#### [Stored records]
PR #105, opened 2019-03-21
Refactor CanChangeExemptionStatus into CanActivateExemption

eminnett:
We decided to limit the scope of `CanChangeExemptionStatus` in the WEX engine to only handle activations. Deregistrations will be handled through a service in the back-office repository.

### DIFF
--- a/app/models/concerns/waste_exemptions_engine/can_activate_exemption.rb
+++ b/app/models/concerns/waste_exemptions_engine/can_activate_exemption.rb
@@ -1,7 +1,7 @@
 # frozen_string_literal: true
 
 module WasteExemptionsEngine
-  module CanChangeExemptionStatus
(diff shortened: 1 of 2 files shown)


spec/support/shared_examples/models/changer_of_the_exemption_status.rb
```diff
@@ -1,13 +1,12 @@
 # frozen_string_literal: true
```
irisfaraway: Should this file be renamed to `activator_of_exemptions.rb`?

eminnett: Yes it should.

eminnett: This is fixed in 024adc8.

PR #112, opened 2019-03-29
Add email interception and retrieval

eminnett:
In order to improve the flow of the end-to-end tests, we want to add behaviour to the application that will support the storage of the last email that was sent. There will also be a route that returns the latest mail object as JSON. The feature will be enabled through the use of an ENV var so we can ensure the endpoint is only accessible when the feature is explicitly enabled.

### DIFF
--- a/app/controllers/waste_exemptions_engine/last_email_controller.rb
+++ b/app/controllers/waste_exemptions_engine/last_email_controller.rb
@@ -3,17 +3,7 @@
 module WasteExemptionsEngine
   class LastEmailController < ApplicationController
     def show
-      if ENV["ENABLE_LAST_EMAIL_CACHE"] == "true"
-        render json: WasteExemptionsEngine::LastEmailCacheService.instance.last_email_json
-      else
-        handle_disabled
-      end
-    end
-
-    private
-
-    def handle_disabled
-      redirect_to error_path(404), status: 404
+      render json: WasteExemptionsEngine::LastEmailCacheService.instance.last_email_json
     end
   end
 end
--- a/app/controllers/waste_exemptions_engine/last_email_controller.rb
+++ b/app/controllers/waste_exemptions_engine/last_email_controller.rb
@@ -1,0 +1,19 @@
+# frozen_string_literal: true
+
+module WasteExemptionsEngine
+  class LastEmailController < ApplicationController
+    def show
+      if ENV["ENABLE_LAST_EMAIL_CACHE"] == "true"
+        render json: WasteExemptionsEngine::LastEmailCacheService.instance.last_email_json
+      else
+        handle_disabled
+      end
+    end
+
+    private
+
+    def handle_disabled
+      redirect_to error_path(404), status: 404
+    end
+  end
+end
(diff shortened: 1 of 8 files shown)


app/controllers/waste_exemptions_engine/last_email_controller.rb
```diff
@@ -0,0 +1,19 @@
+# frozen_string_literal: true
+
+module WasteExemptionsEngine
+  class LastEmailController < ApplicationController
+    def show
+      if ENV["ENABLE_LAST_EMAIL_CACHE"] == "true"
```
irisfaraway: We have a page in waste carriers which we only use for testing purposes, but we have the logic to enable/disable it in the route instead: https://github.com/DEFRA/waste-carriers-renewals/blob/master/config/routes.rb#L5 That feels a bit simpler to me but I suppose you could argue that it clutters up the routes file. What do you think?

Cruikshanks: Think I'd rather keep to the convention that config values are decided and configured by the host application rather than the engine referring to env vars directly. 

https://github.com/DEFRA/waste-exemptions-engine/blob/master/lib/waste_exemptions_engine.rb

Appreciate a bit like `USE_XVFB_FOR_WICKEDPDF` it doesn't really matter where the engine reads this value from, but for consistency I think it best to stick to the convention of host app reads the env var and then configures the engine via its config block in an initialiser.

app/controllers/waste_exemptions_engine/last_email_controller.rb
```diff
@@ -0,0 +1,19 @@
...
+        render json: WasteExemptionsEngine::LastEmailCacheService.instance.last_email_json
+      else
+        handle_disabled
```
Cruikshanks: `handle_disabled` is a one line method. As such I think we can just include that one line here, but there may be a case or reason I am not seeing.

app/controllers/waste_exemptions_engine/last_email_controller.rb
Cruikshanks: Think I prefer the routes version, and that answers my question regards `handle_disabled` 😁

eminnett: Fixed in 15b3b13.

app/controllers/waste_exemptions_engine/last_email_controller.rb
eminnett: Fixed in 15b3b13.

app/controllers/waste_exemptions_engine/last_email_controller.rb
eminnett: Fixed in 15b3b13.

eminnett:
While making these changes, I discovered a bug with the engine routing. The way the error route is written means all requests that should 404 get swallowed up by the errors route and result in a 500.

I have discussed this with Alan and we will discuss the problem in the next dev catchup. In the meantime, I have marked the tests that confirm the 404 as pending.

PR #117, opened 2019-04-03
Add rake task to generate privacy policy PDF

Cruikshanks:
https://eaflood.atlassian.net/browse/RUBY-216

There are no doubt online tools that could take html and generate a PDF for us, however we have already built into the engine the ability to generate PDF's from html. So why not just use that funcationality? 🤔💡

Hence this change which adds a html version of the privacy policy, and a rake task to convert that to a pdf file. It outputs to a tmp folder to avoid the file getting accidently commited here. The intention is that you generate the file when needed here, and then simply copy and past it to the apps that host the engine.

As we expect to do this so infrequently, we decided this simple approach was preferable to trying to do anything to0 clever in the code.

---

WIP


Cruikshanks:
Think I am going to scratch this altogether. I intended to upload both versions of the PDF into the relevant Jira story and leave the final decision as to which one to pursue with our QA and Product Manager.

However when clicking on the attachments in Jira via Chrome I spotted that

- the links in the online generated one worked
- the links in the wicked_pdf generated one had stopped working again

#### [WORK REQUEST]
Check each line of the records for the word "irisfaraway" and extract those that contain it.

#### [ANSWER TO THIS PROBLEM]
irisfaraway: Should this file be renamed to `activator_of_exemptions.rb`?
irisfaraway: We have a page in waste carriers which we only use for testing purposes, but we have the logic to enable/disable it in the route instead: https://github.com/DEFRA/waste-carriers-renewals/blob/master/config/routes.rb#L5 That feels a bit simpler to me but I suppose you could argue that it clutters up the routes file. What do you think?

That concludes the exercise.